Tek başına muazzam bir alan içinde yayılmış olan ve de bir kenti andıran KAPALIÇARŞI, 61 sokak ve caddeden meydana gelmiştir. Bu sokak ve caddelerin çoğu binlerce dükkânlarla sıralanmış olup; Fesçiler, Serpuşçular, Aynacılar, Kuyumcular, Kalpakçılar gibi mesleklere göre isim almıştır. Bunların haricinde 1500 metrekarelik bir alana kurulu olan iç bedesten ile 1300 metrekarelik bir yer kaplayan Sandal Bedesteni çarşının yan müstakil bölümleridir.
Şimdi Kilis insanının Kapalıçarşı’da göstermiş olduğu ticari başarılarına geçmeden önce, Kilis insanı hakkında kısa bilgi vermek istiyorum.
Bin yıllık geçmişi olan Kilis, kuruluşundan bu yana çeşitli kültürlerin etkisinde kalmasına rağmen, temel niteliğini hiçbir zaman kaybetmemiş. Bu zaman içerisinde doğup büyüyen bu insanların cesaretli tutumu, zekice girişimleri gözden kaçmamış, hatta bu tutum ve davranışları yıllarca araştırma konusu olmuştur.
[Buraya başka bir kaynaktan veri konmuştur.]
PR #98, opened 2016-04-07
Corellation tracker options

e-fominov:
Default behaviour of tracker didnt changed
I added some options to corellation_tracker constructor to control the size of filters and other params
And I made new update_noscale function that will track only object position without tracking scale

This small changes makes tracker work 20x faster on my data, where scale didnt change at all and filter size should be small
I am not creating separate struct for options, but it can be done if needed
I need options to be parameters to change them at runtime with contructing new tracker object. This will make the final user able to change them

### DIFF
--- a/dlib/image_processing/correlation_tracker.h
+++ b/dlib/image_processing/correlation_tracker.h
@@ -123,12 +123,12 @@ namespace dlib
         double update_noscale(
             const image_type& img,
             const drectangle& guess
-            )
+        )
         {
             DLIB_CASSERT(get_position().is_empty() == false,
                 "\t double correlation_tracker::update()"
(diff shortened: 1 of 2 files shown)


davisking:
Cool, thanks for another PR.  Make the constructor explicit so there isn't a default conversion from unsigned long to to correlation_tracker and it's good to go :)

e-fominov:
Now constructor is explicis. I also made some changes:
1. filter_size and num_scale_levels params are now automatically calculated to be a power of 2
2. added scale_pyramid_alpha param to have 100% control on all variables

Now tracker is ready for fine-tuning and experiments

davisking:
Cool, thanks for the PR :)

PR #108, opened 2016-05-08
Augment build-system, allow for multilib installation, support pkg-config discovery

SoapGentoo:
* Add **pkg-config** file, allowing for build-system agnostic dependencies
  This is important, as most build systems are not CMake and therefore asking users to employ CMake merely for one dependency is not optimal. In addition, I have versioned the .pc file, such that the library may be installed in parallel, should the API change substantially. This is considered good practice and done by all major libraries (GTK+ for instance). See also https://tecnocode.co.uk/2014/12/09/a-checklist-for-writing-pkg-config-files/

* Define `LIB_INSTALL_DIR` cache variable, allowing for multilib installations
  This is important for distributions like Gentoo, where we might install 32-bit and 64-bit libraries simultaneously. Nevertheless, the default remains `lib/`, so unless the user specifies `-DLIB_INSTALL_DIR`, nothing changes.

* Discover BLAS and LAPACK via pkg-config if possible
  This is more modern and more robust, but just the first attempt at detecting BLAS+LAPACK.

* Fix incorrect toolchain variables in "dlib/test/makefile"
  This fix has been carried for a while in the Gentoo tree, and we'd like to upstream it.

Thank you for a great library, and I hope you'll accept my changes, opening dlib for a much larger audience with the help of pkg-config.

### DIFF
--- a/dlib/CMakeLists.txt
+++ b/dlib/CMakeLists.txt
@@ -79,6 +79,7 @@ if (NOT TARGET dlib)
    set (DLIB_LINK_WITH_SQLITE3_STR
    "Disable this if you don't want to link against sqlite3" )
    #set (DLIB_USE_FFTW_STR "Disable this if you don't want to link against fftw" )
+   set (LIB_INSTALL_DIR lib CACHE STRING "Install location of libraries (e.g. lib32 or lib64 for multilib installations)")
 
    option(DLIB_ISO_CPP_ONLY ${DLIB_ISO_CPP_ONLY_STR} OFF)
    toggle_preprocessor_switch(DLIB_ISO_CPP_ONLY)
@@ -308,6 +309,7 @@ if (NOT TARGET dlib)
          if (PNG_FOUND AND LIBPNG_IS_GOOD)
             include_directories(${PNG_INCLUDE_DIR})
             set (dlib_needed_libraries ${dlib_needed_libraries} ${PNG_LIBRARY})
+            set(REQUIRES_LIBS " libpng")
          else()
             # If we can't find libpng then statically compile it in.
             include_directories(external/libpng external/zlib)
@@ -343,6 +345,7 @@ if (NOT TARGET dlib)
                external/zlib/uncompr.c
                external/zlib/zutil.c
                )
+            set(REQUIRES_LIBS "")
          endif()
          set(source_files ${source_files}
             image_loader/png_loader.cpp
@@ -575,8 +578,8 @@ if (NOT TARGET dlib)
            install(TARGETS dlib dlib_shared
                    EXPORT dlib 
                    RUNTIME DESTINATION bin # Windows (including cygwin) considers .dll to be runtime artifacts
-                   LIBRARY DESTINATION lib
-                   ARCHIVE DESTINATION lib)
+                   LIBRARY DESTINATION "${LIB_INSTALL_DIR}"
+                   ARCHIVE DESTINATION "${LIB_INSTALL_DIR}")
        else()
            install(TARGETS dlib
                    EXPORT dlib 
@@ -601,7 +604,7 @@ if (NOT TARGET dlib)
 
        ## Config.cmake generation and installation
 
-       set(ConfigPackageLocation lib/cmake/dlib)
+       set(ConfigPackageLocation "${LIB_INSTALL_DIR}/cmake/dlib")
        install(EXPORT dlib
             NAMESPACE dlib::
             DESTINATION ${ConfigPackageLocation})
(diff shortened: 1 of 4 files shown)


davisking:
Cool.  Shouldn't it also add things like libjpeg, openblas, etc. to the REQUIRES_LIBS variable?  When I try it it only adds libpng.  Also, the file is named dlib-1.pc.  Why not dlib.pc?

SoapGentoo:
The main problem is that pkg-config support (as is the case with dlib right now) is not completely ubiquitous in the ecosystem. libjpeg, openblas etc. do not have pkg-config support. I'm currently on an updating spree, where I push pkg-config into as main libraries as possible, such that everyone can simplify their build systems. Once these libraries have full pkg-config support, yes, they then should be added to the `REQUIRES_LIBS` variable as you suggested. A stopgap solution is to add the linker arguments for these libraries to the `Libs:` flag, but this is more brittle, as it makes dlib responsible for the linker flags of other packages.

Concerning the `dlib-1.pc`: this is good practice and gives a rough versioning of the API. Imagine you update dlib in an incompatible way. What are users supposed to do that have developed to the older API? A lot of programs won't switch over night, and by having the new API use dlib-2.pc, the old and new library can be installed in parallel. This is more flexible and forward looking. All major libraries do it (GTK+, Pango, etc...) and it has 0 cost. See for instance:
https://developer.gnome.org/programming-guidelines/stable/parallel-installability.html.en

davisking:
Sounds good.  As for the naming, why not use the dlib version number then?

SoapGentoo:
Mainly because that would make consuming the library too messy, as it would require updating downstream build systems every minor release (due to the version being part of the identifier). People can always request a minimum (or maximum) version with pkg-config, like `dlib-1 >= 18.15`, but this doesn't guarantee parallel installability. Given the current state of the library, I assume most interfaces to be pretty solid, not? Hence a _major_ versioning scheme should be preferred. Or said differently, version as much as needed (backwards incompatible API changes) but as little as possible (i.e., dlib-18.17 and dlib-18.18 is too much and will again be too much of a hassle to be usable).

davisking:
Well, it's a C++ library that heavily uses templates.  So pretty much every
change is going to potentially break ABI compatibility since most of the
code is in header files.  You definitely need to link against the specific
dlib version you compiled with.

SoapGentoo:
The pkg-config file versioning doesn't care about **ABI** stuff (which is another whole issue, and pretty much impossible to keep stable with C++ anyway). I'm talking about **API** versioning. Say I have a program extensively using dlib today. Will it still _compile_ with the next version of dlib? Or will I have to adjust everything? The idea is to change to dlib-2.pc once my program doesn't compile against it anymore. (What actually constitutes _"doesn't compile"_ is not clearly defined. Changing one minor argument? Maybe not. Changing 20% of all function signature? I would say yes). Anyway, putting the whole version in the filename is not a tractable way, as consumers cannot know the exact version being compiled against.

davisking:
Ok, sounds good then as long as it doesn't lead to people trying to mix ABIs.  One final thing though, is there a reason not to name the file dlib/dlib.pc.in and have cmake rename it to dlib-1.pc?

SoapGentoo:
Mixing ABIs is semi-impossible on most Linux distributions and OS X, as you need to go our of your way to build a system that is compiled with two toolchains (say, GCC 4.8 and 4.9). You can also have it named `dlib/dlib-1.pc.in` and then produce `dlib/dlib-1.pc` after running cmake over it. Tell me which way you prefer, and I'll amend it accordingly.

davisking:
Well, I mean compiling an application with dlib v1 and then switching out the .so file for a new version without recompiling the application.  That obviously needs to be avoided, which it sounds like will be the case.

Yeah, definitely name it dlib/dlib.pc.in so I don't have to rename the file in source control every time the API changes (even though that isn't very often)

SoapGentoo:
@davisking, I've updated the commit, I hope that makes my PR mergeable :smile:

davisking:
Sweet.  Although I just noticed the #include path is wrong.  You can't put the dlib folder in the include path, it should be the folder containing the dlib folder :)

SoapGentoo:
Fixed :smile:

davisking:
Sweet, thanks for the PR :)

SoapGentoo:
Hey Davis,
thanks for merging. Given that the last proper release of dlib is some time back, would you consider making a cut soon? So we can push the pkg-config support into distributions.

davisking:
It should be soon.  I'm just finishing up the final bits of the new deep
learning tools in dlib.  Once that's good I'll label the next release.  It
should be some time this month.

PR #113, opened 2016-05-17
base_window::get_pos on windows don't accounted titlebar, converting …

marcoslima:
base_window::get_pos on windows don't accounted titlebar, converting the client area to screen coordinates. Now, using GetWindowRect, position is returned correctly.


davisking:
Thanks for the PR.   However, it's not supposed to account for that.  The coordinate is relative to the client area so that other code can overlap windows in a controlled way.  For example, by creating popup menu windows that overlay the correct parts of a parent window.

PR #114, opened 2016-05-17
Concat layer

e-fominov:
I am working on inception layer implementation for using with Dlib's DNN. This PR introduces new grp<> layer type that can be used for inception layer creation

This layer have one input from subnetwork that is propagated into several subnetworks inside group and after that their result is merged into one output

I made also working example with inception layer inside to show how it works. Compared to mnist_ex, it learnes in less iterations, but with more time

This is a very first implementation, but completely working (as CPU, as GPU). If it fits the concepts of Dlib, I will make some better example and also regression tests
The biggest restriction for now - it can't be connected to the input layer directly, only to some computational layers


davisking:
Cool.  I looked it over quickly (will look more later), and noticed that you called host_write_only() but didn't assign to every memory location.  If you aren't going to write to every location you have to use host().  Also, unless I'm not understanding, this line is wrong: https://github.com/davisking/dlib/pull/114/files#diff-7bda83d17616598a79a24bc54d484181R806.  Shouldn't the loop range take the offset into account?  Doesn't the loop try to write to everything but the offset might be non-zero.

I didn't test it yet, but does the layer<N>(net) function work with this core layer type?

e-fominov:
Idea of concat_depth is to merge samples from:
out1: [a][b][c][d]
out2: [e][f][g][h]
into
out: [ae][bf][cg][dh]

square brackets are samples
here will be two calls for concat_depth:
```
concat_depth(out, 0, out1) // put content of each sample from out1 into the beginning of each sample in out
concat_depth(out, 1, out2) // put content of each sample from out2 into the end of each sample in out
```

split_depth produces out1 and out2 from combined out

depth_concat layer is calling concat_depth function in a way where all data in result tensor will be overwritten. but if somebody will call it later with not overwriting all data - it can be a problem
is there any performance overhead of host() over host_write_only() ?

layer<11>(net) - will work
layer<tag1>(net) - will work even if tag is after inception layer, but **not inside group**

davisking:
If everything is running either on the CPU or all on the GPU then there isn't any difference between host() and host_write_only().  So it's not a big deal in this case.

I'm still concerned about these split and cat functions.  It still seems like the code has indexing problems. The comments make it sound like the sample_offset is indexing into the k dimension (and therefore should be in the range 0 <= sample_offset < k()), but in the code sample_offset is just added to the pointer.  So it's just indexing the floats from the beginning of the tensor.  It would definitely be preferable that it be indexing along the k dimension :)

Also, I'm pretty sure you can implement this using the skip layers.  That way you wouldn't need to add a bunch of additional machinery to core.h, which is something I want to be as minimal as possible since it's full of a bunch of arcane template magic.  So for example, you should be able to do something like this:

template <typename SUBNET> using block1 = relu<con<5,3,3,1,1,SUBNET>>;
template <typename SUBNET> using block2 = relu<con<8,5,3,1,1,SUBNET>>;
template <typename SUBNET> using block3 = relu<con<20,5,3,1,1,SUBNET>>;

template <typename SUBNET> using inception = concat<tag1,tag2,tag3, tag1<block1<skip4< tag2<block2<skip4< tag3<block3<  tag4<SUBNET>>>>>>>>>>;

using net_type = inception<inception<inception<input<matrix<float>>>>>;

The only thing missing is a concat layer.  But that can be implemented by writing something conforming to the example layer interface defined in layers_abstract.h.  I put a lot of difficult template magic into core.h so that the layer interface could be as simple as possible :).   So you should be able to implement this using the easier interface :)

e-fominov:
Yes, you are right, I will change interface to use correct ofsset in range in the range 0 <= sample_offset < k()) and change to data.host() instead of write_only

I cant understand your answer about skip layers - github thinks that angle brackets are some kind of markup and erased all your code. Can you rewrite it using "Insert code" function?
I have checked the code of add_skip layer, looks like it works for tags. I can't imagine how to put a group of two layers into it

I was trying to create this grouping(concat) with EXAMPLE_COMPUTATIONAL_LAYER_ from layers_abstract.h, but was unable to make it because add_layer has this line inside:
`        const static size_t num_computational_layers = subnet_type::num_computational_layers + 1;
`
And it means that I will have only one solver for all my concatenation
I can improve my group layer to support "tags" inside it

Now I see some other minor problems, that are not done inside group:
1. Making it work for input layer as subnet will be tricky, as the same you have separate add_layer for this, may be we will need separate group for input layer subnet. This means that _inception<input_ will not work. But as workaround - _inception<tag1<input_ - will work
2.  Constructor with layer detail arguments (set of constructors) is not done yet. Do we need it?
```
       template <typename ...T>
        add_layer(
            T&& ...args)
```

And it can be done much more simple if use C++14 with lambdas supporting for auto keyword, but this can lead to compiler support problem

So the main question - to be or not? :)  

If yes - I will finish it, make regression test and improve example. If no - I will wait for some concatenation sample/sopport from you

davisking:
Oops, sorry about the awful formatting.  It's fixed now.

e-fominov:
So, as I understand, the main idea is not to hold layers inside concat layer (like my group is working now), but keep references on them with tags and make layer construction and iteration with existing core functions

Both approaches will work, but group layer holding layers inside has a bit more clear syntax. I will try to make concat layer with this syntax (skip layers) and compare the results
What is better for understanding?
concat<std::tuple<>, SUBNET> or concat<l1, l2.... ln, SUBNET> ?
While SUBNET is not concatted, but used as input

davisking:
That's right.  This is a little more syntax at the end, but way less syntax since you don't need to write hundreds of lines of complex stuff in core.h.  Generally speaking, I want there to be a core set of tools in core.h that let anyone easily define any kind of network they want without needing to understand or mess with the implementation details in core.h.  This means core.h needs to have the right primitives that let you define anything else.  I think the tag and skip tools let you do that.  I'm sure there are some things that can be improved, this is still a new dlib feature, but it's important that the way people add new layers and/or define new network architectures isn't by editing core.h.  If that's what is required then the DNN API in dlib will have been a failure in my opinion.  That's not to say that we can't improve things in core.h.  But I don't think we need a special concatenation tool in core.h


Also, here is how an inception template could be written in a cleaner way:

```
// Maybe this declaration could be in dlib somewhere since it's something people might want to reuse.
template <template<typename>class B1, template<typename>class B2, template<typename>class B3, typename SUBNET> using inception3 = concat<tag1,tag2,tag3, tag1<B1<skip4< tag2<B2<skip4< tag3<B3<  tag4<SUBNET>>>>>>>>>>;

// Then a user can make inception blocks by defining the sub blocks
template <typename SUBNET> using block1 = relu<con<5,3,3,1,1,SUBNET>>;
template <typename SUBNET> using block2 = relu<con<8,5,3,1,1,SUBNET>>;
template <typename SUBNET> using block3 = relu<con<20,5,3,1,1,SUBNET>>;
// and then defining their inception block
template <typename SUBNET> using incept = inception3<block1,block2,block3,SUBNET>;

// and then the network type is
using net_type = incept<incept<incept<input<matrix<float>>>>>;
```

The only problem with this is that I need to make a mechanism for defining globally unique tags, since in the above if the blocks have tag1 in them for example, the wrong thing will happen.  There are a few ways to deal with that and I'll add something soonish after I think about it a little more.

e-fominov:
This implementation has *concat* layer and *inception* typedefs. tensor merge/split functions replaced with one copy_tensor function. 
Changed example dnn_inception_ex to use new inception typedefs based on concat
Also to exclude some possible errors I defined new tags to use in inceptions - so user will be able to use normal tags with no conflicts inside inception layer
All functions are added to regression tests suite

How to improve the code inside dtest in dnn_tester? My implementation works, but doesnt look good
In my test I need to check if *backward* works corretly. To make it i need to call back_propagate_error and check if gradients are correct, but after backward calculation completes, all gradients becomes zero (stalled). To solve this - I am adding dnn_tester to friends of add_layer 
But dnn_tester is in anonymous namespace and can't be a friend. So I added one temporary class in dlib namespace inside test/dnn.cpp (dnn_tester)
What could you recommend to make code better in dnn_tester?

davisking:
Sweet, I've only had a little bit today to look at this but it looks really nice.  

To test it I would either create a concat layer object on its own and call forward and backward and verify the gradients that way.  Or you could make a simple network object and call the network's get_final_data_gradient() method.  Either way is fine.  Normally the test_layer() function would do the trick but it can't handle layers that are as complex as this one. 

Also, can you make the SUBNET type be the last template argument for the concat template?  I'm not sure if it's possible to do that using variadic templates.  If not then maybe there should be concat2, concat3, etc. explicit overloads.  I know it's a little less elegant but having the order reversed from the other layers will definitely confuse users.

e-fominov:
Ok, I changed concat syntax into concat1, concat2....
I cant make variadic here because of two reasons:
1. variadic declaration must be the last in template params
2. SUBNET is typename, whyle TAG's are template<typename>, so I cant merge them into one variadic list

dnn_test made more readable

davisking:
Looks great.  Can you make the tests work without the friend declaration in core.h?

e-fominov:
Yes, I found a way to do it.

davisking:
Awesome.  I really like how this looks.  Your code is very clean and good compared to a lot of other things I often see :)

However, I was just testing it and found that it doesn't compile on Ubuntu 14.04 with g++ 4.8.4.  It gives an error in layers.h about the sizeof...(TAG_TYPES).  This seems to be clearly an error in this version of gcc, but nevertheless, this is the latest LTS Ubuntu officially supported by cuda so we need to work around it.  RedHat and CentOS use similar versions of gcc as well and I know many industrial users of dlib who use such systems.

Can you switch the sizeof statements with a recursive counter based on something like the concat_helper_impl template?  That seems like a straightforward way to work around this gcc bug.  Then I'll merge the PR :)

e-fominov:
Done, my kung fu is growing with you :) 
Thanks for testing, I dont have gcc 4.8.4 Developing with MINGW 5.3 and testing with Ubuntu 14/gcc 5.0 with Titan-X

davisking:

PR #115, opened 2016-05-18
Removing trailing whitespace

joelg236:
I'm sorry to be the one that does this, but when browsing dlib I noticed that there's a ton of trailing whitespace littered around. No big deal at all, it's just a "clean" thing.

I totally realize that there's over a thousand files to verify here which sucks, but I only performed this command (zsh style globbing):

    sed -i -r 's/([^ \t]+)[ \t]+$/\1/' **/*.h **/*.cpp

You can verify at home by doing the same and diffing the diffs.

    $ sed -i -r 's/([^ \t]+)[ \t]+$/\1/' **/*.h **/*.cpp && git diff | sha1sum
    f563b2b105161c170c41090b2ba425150125ca3c  -

Should be the same sha1. Obviously, you have to trust that regex to do the correct thing, but it's pretty basic. Let me know if this kind of thing isn't important, not a big deal by any stretch like I said.


joelg236:
Note that the sha1 is based on master being `617ffba`

davisking:
Thanks for the PR, but this change disrupts the change control history and makes it difficult to see what was really changed when.  Which is something that is sometimes useful to know.  It would be one thing if it fixed bugs but having less white space in the code doesn't matter in any practical use case.

PR #125, opened 2016-05-30
Added getter for trainer::train_one_step_calls

e-fominov:
When training with train_one_step(), I want to make some extra testing every 1000 calls (example value). I want to use counter provided by trainer, because it is serialized into syncronization file and restored from it if process is restarted


davisking:
Good idea.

Nasıl ki Anadolu’nun şehir ve köylerinden “İSTANBUL’UN TAŞI TOPRAĞI ALTINDIR” diyerek gelenler olmuşsa, Kilis’ten de gelerek Kapalıçarşı’da iş kurma çabası gösteren hemşehrilerimiz olmuştur. Ancak Kilis insanı, atılımcı gücüyle başarılı olma hedefini yakalamıştır.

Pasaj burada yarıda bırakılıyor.